This work investigates the potential of exploiting movable antennas (MAs) to enhance the performance of a multi-user downlink integrated sensing and communication (ISAC) system. Specifically, we formulate an optimization problem to maximize the transmit beampattern gain for sensing while simultaneously meeting each user's communication requirement by jointly optimizing antenna positions and beamforming design. The problem formulated is highly non-convex and involves multivariate-coupled constraints.
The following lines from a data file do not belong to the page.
PR #924, opened 2021-01-20
Add documentation on top of classes

jderusse:
This is part of #921

Its adds documentation on top of classes (enum, object value, input, result).
It also handle complexe cases like src/Service/DynamoDb/src/Enum/AttributeAction.php ;-)

### DIFF
--- a/src/CodeGenerator/src/Generator/GeneratorHelper.php
+++ b/src/CodeGenerator/src/Generator/GeneratorHelper.php
@@ -36,8 +36,6 @@ class GeneratorHelper
         ]);
         $s = preg_replace('/\n*<(\/?(note|important|ul|li))>\n*/', "\n<\$1>\n", $s);
         $s = preg_replace('/\n+/', "\n", $s);
-//        $s = preg_replace('/\n?<(note|important|ul|li)>/', "\n<\$1>", $s);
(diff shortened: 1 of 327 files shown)


src/CodeGenerator/src/Generator/GeneratorHelper.php
```diff
@@ -30,6 +34,10 @@ public static function parseDocumentation(string $documentation): string
             '<b>' => '**',
             '</b>' => '**',
         ]);
+        $s = preg_replace('/\n*<(\/?(note|important|ul|li))>\n*/', "\n<\$1>\n", $s);
+        $s = preg_replace('/\n+/', "\n", $s);
+//        $s = preg_replace('/\n?<(note|important|ul|li)>/', "\n<\$1>", $s);
+//        $s = preg_replace('/\n*<\/li>\n/', "</li>\n", $s);
```
Nyholm, line 40: Is this debug code?

Nyholm (approved):
This is great. Thank you

src/CodeGenerator/src/Generator/GeneratorHelper.php
jderusse: yep, sorry about that

PR #925, opened 2021-01-20
Uncapitalize objects's property

jderusse:
This PR converts all properties to camelCase

The API (with end-user) does not changes, the input still respect the no-convension AWS randomCase and match the documentation.

BUT the internal private properties used inside our object now respect the camelCase convension.

This PR is all about replacing `$name` by `lcfirst($name)` in generator. Except in MockFactory (that inject property inside the object), that contains a check with old-naming) to be backward compatible

note: Deprecation message and Exeption message still use the original AWS Name

note: using camelCase is also a requirement for #921


src/Service/CognitoIdentityProvider/src/Input/SetUserMFAPreferenceRequest.php
```diff
@@ -16,14 +16,14 @@ final class SetUserMFAPreferenceRequest extends Input
      *
      * @var SMSMfaSettingsType|null
      */
-    private $SMSMfaSettings;
+    private $sMSMfaSettings;
```
Nyholm, line 19: Properties like these are not super pretty.

src/Core/src/Test/ResultMockFactory.php
```diff
@@ -89,7 +89,11 @@ public static function create(string $class, array $data = [])
 
         $initializedProperty->setValue($object, true);
         foreach ($data as $propertyName => $propertyValue) {
-            $property = $reflectionClass->getProperty($propertyName);
+            if ($reflectionClass->hasProperty($propertyName)) {
+                $property = $reflectionClass->getProperty($propertyName);
+            } else {
+                $property = $reflectionClass->getProperty(lcfirst($propertyName));
```
Nyholm, line 95: Could you add a comment before this line that this is legacy code?

Nyholm (commented):
Thank you. 
I don't yet understand why this is a requirement for #921. I'll review that PR and it may be clear.

src/Service/CognitoIdentityProvider/src/Input/SetUserMFAPreferenceRequest.php
jderusse: You're right. I've submitted a patch to fix that

src/Core/src/Test/ResultMockFactory.php
jderusse: done

src/Service/S3/src/Result/CreateMultipartUploadOutput.php
```diff
@@ -125,28 +125,28 @@ public function getSSECustomerAlgorithm(): ?string
...
-        return $this->sSECustomerKeyMD5;
+        return $this->sseCustomerKeyMD5;
     }
 
     public function getSSEKMSEncryptionContext(): ?string
     {
         $this->initialize();
 
-        return $this->sSEKMSEncryptionContext;
+        return $this->sseKmsEncryptionContext;
```
Nyholm: Do we care about this?
We use one type of case on the methods, and another on the property.

Nyholm: FYI: https://3v4l.org/t5BlU

jderusse: What do you mean?
- just `sseKMS` we just focus on first word only
- rename `getSSEKMS` into `getSseKms` (`getARN` into `getArn`) we apply the same naming rule also on methods

note: renaming method is Backward compatible as you pointed it in your link.

Nyholm: I meant that the function is called `getSSEKMSEncryptionContext()` and the property is `sseKmsEncryptionContext`. I like the property name. Should we rename the function too?

jderusse: no strong opinion about this, but it would be ~easy to fix (the method already exists).

By the way, I reverted it, to only camelCase the first word.
 But if we choose to also camelCase `KMS` here I should, for consistency, refactor the function to also fix words that are in the middle of the name (ie `sseCustomerKeyMD5`)

Tell me what you prefer.

jderusse: So I pushed a new commit that also normalize Methods name and class name

This fixes things like:
```php
public function getFOOBar() {
  return $this->fooBar;
}
```

jderusse: hmm.. changed my mind, revert the normalization on class name (this is a BC break because of autoloading)
And keep Method and Property only

Nyholm:
Sorry, this PR is massive to review =)

So, as far as I've understood it: 
We rewrite the case of properties and methods. We also do some smart "lower-casing" with works like ARN. 

Is that correct?

src/Core/src/Test/ResultMockFactory.php
```diff
@@ -89,7 +89,27 @@ public static function create(string $class, array $data = [])
...
         foreach ($data as $propertyName => $propertyValue) {
-            $property = $reflectionClass->getProperty($propertyName);
+            if ($reflectionClass->hasProperty($propertyName)) {
+                // backward compatibility with `UpperCamelCase` naming
+                $property = $reflectionClass->getProperty($propertyName);
+            } elseif ($reflectionClass->hasProperty(\lcfirst($propertyName))) {
+                // backward compatibility with `UpperCamelCase` naming
+                $property = $reflectionClass->getProperty(\lcfirst($propertyName));
+            } else {
+                $lowerPropertyName = \strtolower($propertyName);
```
Nyholm, line 99: I just moved down the comment. 

```suggestion
            if ($reflectionClass->hasProperty($propertyName)) {
                $property = $reflectionClass->getProperty($propertyName);
            } elseif ($reflectionClass->hasProperty(\lcfirst($propertyName))) {
                // backward compatibility with `UpperCamelCase` naming (fast)
                $property = $reflectionClass->getProperty(\lcfirst($propertyName));
            } else {
                // backward compatibility with `UpperCamelCase` naming (slow)
                $lowerPropertyName = \strtolower($propertyName);
```

jderusse:
> Sorry, this PR is massive to review =)

Yeah, sorry about that

> So, as far as I've understood it:
> We rewrite the case of properties and methods. We also do some smart "lower-casing" with works like ARN.
> 
> Is that correct?

The goal is to rename properties and methods in order to be consistent in our naming.
I applied camelCase everywhere `Md5`, `Arn`, `Sse`, `Kms`.... Which is, by the way, consistent with our packages Namming (`Sqs`, `Ssm`, ...) 
I also provided a check that throw an exception when a word contains 2 consecutive uppercase letters. To prevent futur addition that won't respect this rule.

I just left 1 exception `GB` (GigaByte)

src/Core/src/Test/ResultMockFactory.php
jderusse: This is not totally accurate. I reword the 3 coments

src/Core/src/Test/ResultMockFactory.php
```diff
@@ -89,7 +89,28 @@ public static function create(string $class, array $data = [])
 
         $initializedProperty->setValue($object, true);
         foreach ($data as $propertyName => $propertyValue) {
-            $property = $reflectionClass->getProperty($propertyName);
+            if ($reflectionClass->hasProperty($propertyName)) {
+                // backward compatibility with `UpperCamelCase` naming
```
Nyholm, line 93: Is this comment correct? Or should it be removed?

Nyholm (approved):
Thank you for the clarification and for the great work

:+1:

src/Core/src/Test/ResultMockFactory.php
jderusse: hmm.. Maybe it can be improved

jderusse: oohhh.... OK, I understand, I was talking about the property's name, while you talked about the user's input...
You're right, your point of view is simpler, applied your first suggestion

Nyholm: Sorry for being unclear.

PR #926, opened 2021-01-21
Bump CS tools

jderusse:
Bump versions of phpstan, php-cs-fixer and psalm


Nyholm (approved):
Nice to finally use psalm 4

PR #929, opened 2021-01-22
Add github-action cache

jderusse:


.github/workflows/checks.yml
```diff
@@ -49,12 +49,26 @@ jobs:
...
 
+      - name: Get composer cache directory
+        id: composer-cache
+        run: echo "::set-output name=dir::$(composer config cache-files-dir)"
+
+      - name: Cache Composer
+        uses: actions/cache@v2
+        with:
+          path: ${{ steps.composer-cache.outputs.dir }}
+          key: composer-${{ hashFiles('composer.json') }}
```
bendavies, line 60: why do you alternate between
`composer-${{ hashFiles('composer.json') }}`
and
`composer-${{ hashFiles('**/composer.json') }}`
?
Anyway, I think you should use this to make the cache additive, since you not commit a `composer.lock`
`composer-${{ github.sha }}`

jderusse: I used `**/composer.json` when running `composer update` against each component individualy
And `composer.json` when running `composer update` on the root directory only

> Anyway, I think you should use this to make the cache additive, since you not commit a composer.lock
composer-${{ github.sha }}
:facepalm: of course... the composerjson does not vary, but the reste of the world move and new version could be available..

thanks!

.github/workflows/checks.yml
```diff
@@ -49,12 +49,26 @@ jobs:
...
+
       - name: Checkout code
         uses: actions/checkout@v2
 
       - name: Download
         run: |
+          ls -al ~/.composer/
           composer update --no-interaction --prefer-dist --optimize-autoloader --prefer-stable
+          ls -al ~/.composer/
+          # /home/runner/.composer
```
Nyholm, line 71: Is this just for debugging?

.github/workflows/ci.yml
```diff
@@ -29,6 +29,17 @@ jobs:
...
 
+      - name: Get composer cache directory
+        id: composer-cache
+        run: echo "::set-output name=dir::$(composer config cache-files-dir)"
+
+      - name: Cache Composer
+        uses: actions/cache@v2
+        with:
+          path: ${{ steps.composer-cache.outputs.dir }}
+          key: composer-${{ github.sha }}R
```
Nyholm, line 40: Why R?

.github/workflows/ci.yml
```diff
@@ -130,6 +141,17 @@ jobs:
...
```
Nyholm, line 152: Same

Nyholm (commented):
Thank you. 

I like the idea of the .cache directory

.github/workflows/checks.yml
jderusse: good catch

.github/workflows/ci.yml
jderusse: `shit - r` to reload changes in my `tig` (my git editor) ^^ 
The focus were in the wrong window...

PR #930, opened 2021-01-22
Simplify CI file

jderusse:
Use matrix to configure prefer-lowest and minimum-stability

### DIFF
--- a/.github/workflows/ci.yml
+++ b/.github/workflows/ci.yml
@@ -27,7 +27,7 @@ jobs:
         with:
           php-version: ${{ matrix.php }}
           coverage: none
-          tools: ${{ matrix.strategy == 'lowest' && 'flex' || '' }}
+          tools: flex
 
       - name: Checkout code
         uses: actions/checkout@v2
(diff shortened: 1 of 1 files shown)


.github/workflows/ci.yml
```diff
@@ -9,19 +9,25 @@ on:
...
+        - php: '7.2'
+          strategy: 'lowest'
 
     steps:
       - name: Set up PHP
         uses: shivammathur/setup-php@2.7.0
         with:
           php-version: ${{ matrix.php }}
           coverage: none
+          tools: ${{ matrix.strategy == 'lowest' && 'flex' || '' }}
```
Nyholm, line 30: We can always add flex as a tool.

Nyholm (approved):
Thank you

.github/workflows/ci.yml
jderusse: no strong opinion about this. But I feel it's no more necessary with `composer 2` (unless combined with SYMFONY_REQUIRE).

I changed it to always add flex.
BUT I also change the `SYMFONY_REQUIRE` to use `>=` constraint and avoid that someday we forgot to include latest releases

Nyholm: I wanted to always include flex because the config file would be simpler. I agree, there is no real benefit on the actual execution.

PR #933, opened 2021-01-25
Move logic outside exception

jderusse:
This fixes several design issues:
- Remove logic from Exception's constructor
- Replace static calls to AwsErrorFactory by dependency injection
- Use specialized parser (Xml, JsonRpc, Rest, ...) instead of blindly try json_decode, and presume it's XML

This factory could be reused in #921 

All classes, but RetryStrategy are internal and changing the signature should be BC compatible.

### DIFF
--- a/src/Core/src/AbstractApi.php
+++ b/src/Core/src/AbstractApi.php
@@ -4,6 +4,8 @@ declare(strict_types=1);
 
 namespace AsyncAws\Core;
 
+use AsyncAws\Core\AwsError\AwsErrorFactoryInterface;
+use AsyncAws\Core\AwsError\ChainAwsErrorFactory;
 use AsyncAws\Core\Credentials\CacheProvider;
 use AsyncAws\Core\Credentials\ChainProvider;
 use AsyncAws\Core\Credentials\CredentialProvider;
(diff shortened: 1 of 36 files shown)


src/Core/src/Response.php
```diff
@@ -339,30 +351,47 @@ public function toStream(): ResultStream
...
 
+    /**
+     * In PHP < 7.4, a reference to the arguments is present in the stackTrace of the exception.
+     * This creates a Circular reference: Response -> resolveResult -> Exception -> stackTrace -> Response.
+     * This mean, that calling `unset($response)` does not call the `__destruct` method and does not throw the
+     * remaining exception present in `resolveResult`. The `__destruct` method will be called once the garbage collector
+     * will detect the loop.
+     * That's why this method does not creates exception here, but creates closure instead that will be resolved right
+     * before throwing the exception.
+     */
```
Nyholm, line 362: Thank you <3

src/Core/src/AbstractApi.php
```diff
@@ -169,6 +182,11 @@ protected function getSignerFactories(): array
         ];
     }
 
+    protected function getAwsErrorFactory(): AwsErrorFactoryInterface
+    {
+        return new ChainAwsErrorFactory();
```
Nyholm, line 187: The ChainAwsErrorFactory is only used as a fallback, correct?

Nyholm (approved):
Thank you

src/Core/src/AbstractApi.php
jderusse: yes, this is for backward compatibility

Nyholm: Cool cool 

Well done. Im really impressed by your work in your PRs

jderusse: thanks you :hugs:

PR #1033, opened 2021-06-25
Fix rewinded s3 signer

### LINKED ISSUE #950: Generator passed to yield from was aborted without proper return and is unable to continue
When waiting on multiple Results over `Result::wait()` we randomly got following error:
```
Fatal error: Uncaught Error: Generator passed to yield from was aborted without proper return and is unable to continue in /var/www/html/vendor/async-aws/core/src/Stream/IterableStream.php:51
Stack trace:
#0 /var/www/html/vendor/symfony/http-client/HttpClientTrait.php(310): AsyncAws\Core\Stream\IterableStream->getIterator()
#1 [internal function]: Symfony\Component\HttpClient\CurlHttpClient::Symfony\Component\HttpClient\{closure}(Object(AsyncAws\Core\Stream\IterableStream))
#2 /var/www/html/vendor/symfony/http-client/HttpClientTrait.php(292): Generator->valid()
#3 /var/www/html/vendor/symfony/http-client/CurlHttpClient.php(462): Symfony\Component\HttpClient\CurlHttpClient::Symfony\Component\HttpClient\{closure}(65536)
#4 /var/www/html/vendor/symfony/http-client/CurlHttpClient.php(247): Symfony\Component\HttpClient\CurlHttpClient::readRequestBody(65536, Object(Closure), '', false)
#5 [internal function]: Symfony\Component\HttpClient\CurlHttpClient::Symfony\Component\HttpClient\{closure}(Resource id #8604, NULL, 65536)
#6 / in /var/www/html/vendor/async-aws/core/src/Stream/IterableStream.php on line 51
```
The results that are being waited on are a list of `PutObjectOutput`.

We aren't able to reproduce the error reliably and don't know what may trigger that error.

jderusse:
fixes #950

The Body sent to the HttpClient MUST be rewindable, because, if the HttpClient decides to retry a request, it needs to rewind the stream.

### DIFF
--- a/src/Service/S3/CHANGELOG.md
+++ b/src/Service/S3/CHANGELOG.md
@@ -2,6 +2,10 @@
 
 ## NOT RELEASED
 
+### Fixed
+
+- Fix issue when a request to upload a file is retried
+
 ### Added
 
 - AWS enhancement: Documentation updates for Amazon S3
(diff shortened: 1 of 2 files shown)


Nyholm (approved):

Nyholm:
Thank you

PR #1054, opened 2021-07-22
Make CI run on PHP 8.1

Nyholm:


Nyholm:
CI was not running on 8.1 because we failed to get composer cache dir. It failed because the command output a lot of deprecation warnings too. 

This will not fix the build failure but it will make sure CI is running.

jderusse (approved):

Nyholm:
Thank you

PR #1071, opened 2021-08-21
Added support for idempotencyToken

### LINKED ISSUE #1069: Optional value required when creating secret in SecretsManager
When creating/updating a secret in the secrets manager your required to specify a `ClientRequestToken` but the generated client says that the value is optional. 

And if you don't add it the api will throw `InvalidRequestException "You must provide a ClientRequestToken value. We recommend a UUID-type value."`

So is there any way to modify the specification before we generate the code so that we can either generate the `ClientRequestToken` or mark it as required?

The [aws documentation](https://docs.aws.amazon.com/secretsmanager/latest/apireference/API_CreateSecret.html#SecretsManager-CreateSecret-request-ClientRequestToken)  does say that it's optional because they automatically generate the value in there SDK

jderusse:
Fixes #1069

### DIFF
--- a/.php-cs-fixer.php
+++ b/.php-cs-fixer.php
@@ -22,7 +22,7 @@ return (new PhpCsFixer\Config())
         'magic_method_casing' => true,
         'modernize_types_casting' => true,
         'multiline_comment_opening_closing' => true,
-        'native_constant_invocation' => ['include' => ['ReturnTypeWillChange']],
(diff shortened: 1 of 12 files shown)


sunkan (approved):
Thanks for implementing this.

I've tested this in my code base and it works as expected

Nyholm (approved):
Thank you

PR #1073, opened 2021-08-21
Add requirements in composer.json

jderusse:
Automatically update composer to add requirements

This will be very valuable for https://github.com/async-aws/aws/pull/1071 and avoid forgetting polyfill when generating new operation

### DIFF
--- a/src/Service/Route53/composer.json
+++ b/src/Service/Route53/composer.json
@@ -12,7 +12,9 @@
     "license": "MIT",
     "require": {
         "php": "^7.2.5 || ^8.0",
-        "ext-json": "*",
+        "ext-SimpleXML": "*",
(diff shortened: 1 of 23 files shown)


src/Service/Route53/composer.json
```diff
@@ -12,7 +12,9 @@
     "license": "MIT",
     "require": {
         "php": "^7.2.5 || ^8.0",
-        "ext-json": "*",
+        "ext-SimpleXML": "*",
+        "ext-dom": "*",
+        "ext-filter": "*",
```
jderusse, line 17: This is the kind of issue, this PR will avoid

Nyholm (approved):
This is a great idea. Thank you

PR #1079, opened 2021-08-28
Do not convert null to array

Nyholm:
Stop using `empty()` and `!$foo`. Instead we should check if the input is null or an array and then keep the type.


src/Service/CloudFormation/src/Result/DescribeStacksOutput.php
```diff
@@ -100,7 +100,7 @@ protected function populateResult(Response $response): void
         $data = new \SimpleXMLElement($response->getContent());
         $data = $data->DescribeStacksResult;
 
-        $this->stacks = !$data->Stacks ? [] : $this->populateResultStacks($data->Stacks);
+        $this->stacks = null === $data->Stacks ? null : ([] === $data->Stacks ? [] : $this->populateResultStacks($data->Stacks));
```
jderusse: This change looks wrong.
- stacks is not nullable
- PHPStan is write, we can't use `=== []` with an XML node

src/CodeGenerator/src/Generator/ResponseParser/RestJsonParser.php
```diff
@@ -255,7 +255,7 @@ private function parseResponseList(ListShape $shape, string $input, bool $requir
             ]), $shape);
         }
 
-        return strtr($required ? '$this->FUNCTION_NAME(INPUT)' : 'empty(INPUT) ? [] : $this->FUNCTION_NAME(INPUT)', [
+        return strtr($required ? '$this->FUNCTION_NAME(INPUT)' : 'null === INPUT ? null : ([] === INPUT ? [] : $this->FUNCTION_NAME(INPUT))', [
```
jderusse, line 258:
```suggestion
        return strtr($required ? '$this->FUNCTION_NAME(INPUT)' : 'null === INPUT || [] === INPUT ? INPUT : $this->FUNCTION_NAME(INPUT)', [
```

src/Service/EventBridge/src/Result/PutEventsResponse.php
```diff
@@ -41,7 +41,7 @@ protected function populateResult(Response $response): void
         $data = $response->toArray();
 
         $this->failedEntryCount = isset($data['FailedEntryCount']) ? (int) $data['FailedEntryCount'] : null;
-        $this->entries = empty($data['Entries']) ? [] : $this->populateResultPutEventsResultEntryList($data['Entries']);
+        $this->entries = null === $data['Entries'] ? null : ([] === $data['Entries'] ? [] : $this->populateResultPutEventsResultEntryList($data['Entries']));
```
jderusse, line 44: this is not compatible with `getEntries` signature

jderusse (commented):
I'm not sure what problem this PR solves?

arrays are initialized to `[]`, why to we want to switch them to `null`?

src/CodeGenerator/src/Generator/ResponseParser/RestJsonParser.php
Nyholm: Thank you!

src/Service/DynamoDb/src/Result/BatchGetItemOutput.php
```diff
@@ -191,7 +191,7 @@ private function populateResultItemList(array $json): array
     {
         $items = [];
         foreach ($json as $item) {
-            $a = empty($item) ? [] : $this->populateResultAttributeMap($item);
+            $a = empty($item) ? null : $this->populateResultAttributeMap($item);
             if (null !== $a) {
                 $items[] = $a;
```
Nyholm, line 196: This if-statement was always true before.

Nyholm:
Current master CI is [red](https://github.com/async-aws/aws/actions/runs/1176195375). 

This is because we compare two objects. One created with a constructor and one created from a response. Since objects created from a response never have a list/map property stored as `null`, the test fails. 

This PR is now ready for a review.

src/Service/CloudFormation/src/Result/DescribeStacksOutput.php
Nyholm: Yepp. You are correct. The PR is updated.

src/Service/CloudFormation/src/Result/DescribeStacksOutput.php
```diff
@@ -200,23 +200,23 @@ private function populateResultStacks(\SimpleXMLElement $xml): array
                 'StackName' => (string) $item->StackName,
                 'ChangeSetId' => ($v = $item->ChangeSetId) ? (string) $v : null,
                 'Description' => ($v = $item->Description) ? (string) $v : null,
-                'Parameters' => !$item->Parameters ? [] : $this->populateResultParameters($item->Parameters),
```
jderusse, line 203: this is incompatible with the `stack::getParameter(): array` signature

src/Service/DynamoDb/src/Result/BatchGetItemOutput.php
jderusse: maybe the fix is to remove this `if`.

All our array are initialized with `[]` on purpose. This allows users to use "array methods" or `foreach ...` even when the value is empty.

jderusse:
> Current master CI is [red](https://github.com/async-aws/aws/actions/runs/1176195375).
> 
> This is because we compare two objects. One created with a constructor and one created from a response. Since objects created from a response never have a list/map property stored as `null`, the test fails.

Hmmm . I believe the right fix is: array property in `ObjectValue` should be initialized with `[]` like all other arrays

src/Service/CloudFormation/src/Result/DescribeStacksOutput.php
Nyholm: But have a look at the Stack constructor and in the Stack::getParameters()

This is safe

phpunit.xml.dist
```diff
@@ -11,7 +11,7 @@
     <ini name="error_reporting" value="-1"/>
     <env name="AWS_SHARED_CREDENTIALS_FILE" value="/dev/null" />
     <env name="AWS_CONFIG_FILE" value="/dev/null" />
-    <server name="SYMFONY_DEPRECATIONS_HELPER" value="max[indirect]=3" />
+    <server name="SYMFONY_DEPRECATIONS_HELPER" value="max[direct]=21&amp;max[indirect]=4" />
```
jderusse, line 14: ? I'm not sure we should allow direct deprecation.

src/CodeGenerator/src/Generator/ResponseParser/RestJsonParser.php
```diff
@@ -255,7 +255,8 @@ private function parseResponseList(ListShape $shape, string $input, bool $requir
             ]), $shape);
         }
 
-        return strtr($required ? '$this->FUNCTION_NAME(INPUT)' : 'empty(INPUT) ? [] : $this->FUNCTION_NAME(INPUT)', [
+        return strtr($required ? '$this->FUNCTION_NAME(INPUT)' : 'empty(INPUT) ? EMPTY : $this->FUNCTION_NAME(INPUT)', [
+            'EMPTY' => '$data' === substr($input, 0, 5) ? '[]' : 'null',
```
jderusse, line 259: this test on `$data` sounds really dubious

src/Service/CloudFormation/src/Result/DescribeStacksOutput.php
jderusse: Indeed. LGTM

jderusse: hmm.. after thinking about this.
I truly believe we should fix the constror of the ObjectValue instead. like we do for results:

https://github.com/async-aws/aws/blob/8b698e287967fa35a99246e99e69d45b6a47930f/src/Service/CognitoIdentityProvider/src/Result/AdminGetUserResponse.php#L144

It would have make sens to differentiate `null`/`[]` if the class exposed setters. 
But this is not the cases, and the getter converts null to [] anyway.

Working with array everywhere will be simpler IMHO

phpunit.xml.dist
Nyholm: They are deprecations for flysystem. "these method will be changed in version 2". We will never implement version 2.

src/CodeGenerator/src/Generator/ResponseParser/RestJsonParser.php
Nyholm: Indeed.

Nyholm:
I'll try to move deprecations to a new PR. 

I'll also try fix `ObjectValue` instead. https://github.com/async-aws/aws/pull/1079#discussion_r697853859

I'll leave this PR open in the meantime.

phpunit.xml.dist
jderusse: Is there another way to silent deprecation @nicolas-grekas ?

Like an a annotation saying? "This class will never be compatible with next major version, ignore this deprecation"

Nyholm:
We could mark the tests as “group legacy”. But I’m not sure that is better.

jderusse:
Ok... I tried to initialize `ObjectValue` and I understand better the error now and this PR.

When used in `Inputs`, properties can be null: this means => "do not send the property in the Request Payload". 

That's why **We can't replace null by `[]`.**

But when parsing the response, I don't know what is the best implementation. Our test is falling because PhpUnit compares Object, but if we had called the `getter`, the test would have been green, because while deal with null values.

I don't have strong opinion about:
- fixing the test
- this PR that prevent creating `[]` in ObjectValues.

Anyway, I've open #1079 that is similar to your PR but fix the `$data == input`. Feel free to close my PR and backport this change in yours.

PR #1082, opened 2021-08-29
Do not initialize array property

jderusse:
remove redundant property initialization (ie. `private $attributes = [];`) because the property is over-hidden in object populator


Nyholm (approved):
Thank you

PR #1083, opened 2021-08-29
Create List with `[]` instead of `null`

jderusse:
replace `?? null` by `?? []` in constructor and remove `return $this->property ?? []` in getters


jderusse:
ok... I understand better the error...

PR #1084, opened 2021-08-29
Fix type check on list of map

jderusse:
In a list (and map), objects are always added to the list even when they are null.

In the same way, map and list should also be added even when they are empty


Nyholm (approved):
Thank you. I agree with this.

PR #1096, opened 2021-09-10
Fix deprecation and add baseline

jderusse:
This PR fix few deprecations 

And also uses deprecation baseline to track and ignore deprecation we won't fix

### DIFF
--- a/.github/workflows/ci.yml
+++ b/.github/workflows/ci.yml
@@ -154,9 +154,12 @@ jobs:
       - name: Run tests
         env:
           SYMFONY_PHPUNIT_VERSION: ${{ matrix.phpunit_version }}
-          SYMFONY_DEPRECATIONS_HELPER: ${{ matrix.strategy == 'lowest' && '9999' || '1' }}
+          OVERRIDE_SYMFONY_DEPRECATIONS_HELPER: ${{ matrix.strategy == 'lowest' && 'max[self]=9999' || '' }}
         run: |
           ok=0
+          if [ -n "$OVERRIDE_SYMFONY_DEPRECATIONS_HELPER" ]; then
+            export SYMFONY_DEPRECATIONS_HELPER=$OVERRIDE_SYMFONY_DEPRECATIONS_HELPER
+          fi
           for COMPONENT in $(find src -maxdepth 4 -type f -name phpunit.xml.dist -printf '%h\n' | sort)
           do
             echo ::group::$COMPONENT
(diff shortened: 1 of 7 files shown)


src/Integration/Laravel/Queue/tests/baseline.json
```diff
@@ -0,0 +1,12 @@
+[
+    {
+        "location": "AsyncAws\\Illuminate\\Queue\\Tests\\Unit\\AsyncAwsSqsQueueTest::testPush",
+        "message": "Ramsey\\Uuid\\Uuid implements the Serializable interface, which is deprecated. Implement __serialize() and __unserialize() instead (or in addition, if support for old PHP versions is necessary)",
```
jderusse, line 4: Hm... I wonder if we should really ignore this deprecation...
This is a true deprecation that should/will be fixed.  But this is an indirect deprecation (triggered by a 3rd party).

If we ignore this deprecation, then we'll better have to ignore all the indirect deprecation and only use `max[self]=0` instead of `max[total]=0`

TL;DR = should we care about indirect deprecations or just ignoring them?

.github/workflows/ci.yml
```diff
@@ -154,14 +154,21 @@ jobs:
       - name: Run tests
         env:
           SYMFONY_PHPUNIT_VERSION: ${{ matrix.phpunit_version }}
-          SYMFONY_DEPRECATIONS_HELPER: ${{ matrix.strategy == 'lowest' && '9999' || '1' }}
+          OVERRIDE_SYMFONY_DEPRECATIONS_HELPER: ${{ matrix.strategy == 'lowest' && 'max[total]=9999' || '' }}
         run: |
           ok=0
+          if [ -n "$OVERRIDE_SYMFONY_DEPRECATIONS_HELPER" ]; then
+            export SYMFONY_DEPRECATIONS_HELPER=$OVERRIDE_SYMFONY_DEPRECATIONS_HELPER
+          fi
```
jderusse, line 162: This avoid defining the `SYMFONY_DEPRECATIONS_HELPER` env variable and let the value defined in `phpunit.xml.dist`

src/Integration/Laravel/Queue/tests/baseline.json
Nyholm: I think we should just ignore all indirect deprecations.

.github/workflows/ci.yml
Nyholm: Oh. This is what I was missing before. Thank you!

Nyholm (approved):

To address these challenges, we introduce a series of auxiliary random variables and transform the original problem into an augmented Lagrangian problem. A double-loop algorithm based on a penalty dual decomposition framework is then developed to solve the problem. Numerical results validate the effectiveness of the proposed design, demonstrating its superiority over MA designs based on successive convex approximation optimization and other baseline approaches in ISAC systems. The results also highlight the advantages of MAs in achieving better sensing performance and improved beam control, especially for sparse arrays with large apertures.

翻译：本文研究了利用可移动天线（MAs）提升下行多用户集成感知与通信（ISAC）系统性能的潜力。具体而言，我们构建了一个优化问题，旨在通过联合优化天线位置与波束成形设计，在满足各用户通信需求的同时，最大化用于感知的发射波束方向图增益。该问题具有高度非凸性，且涉及多元耦合约束。为应对这些挑战，我们引入一系列辅助随机变量，将原问题转化为增广拉格朗日问题。随后，提出了一种基于惩罚对偶分解框架的双层循环算法来求解该问题。数值结果验证了所提设计的有效性，表明其在ISAC系统中优于基于逐次凸逼近优化的MA设计及其他基线方法。结果还凸显了可移动天线在实现更优感知性能与改进波束控制方面的优势，尤其对于具有大孔径的稀疏阵列。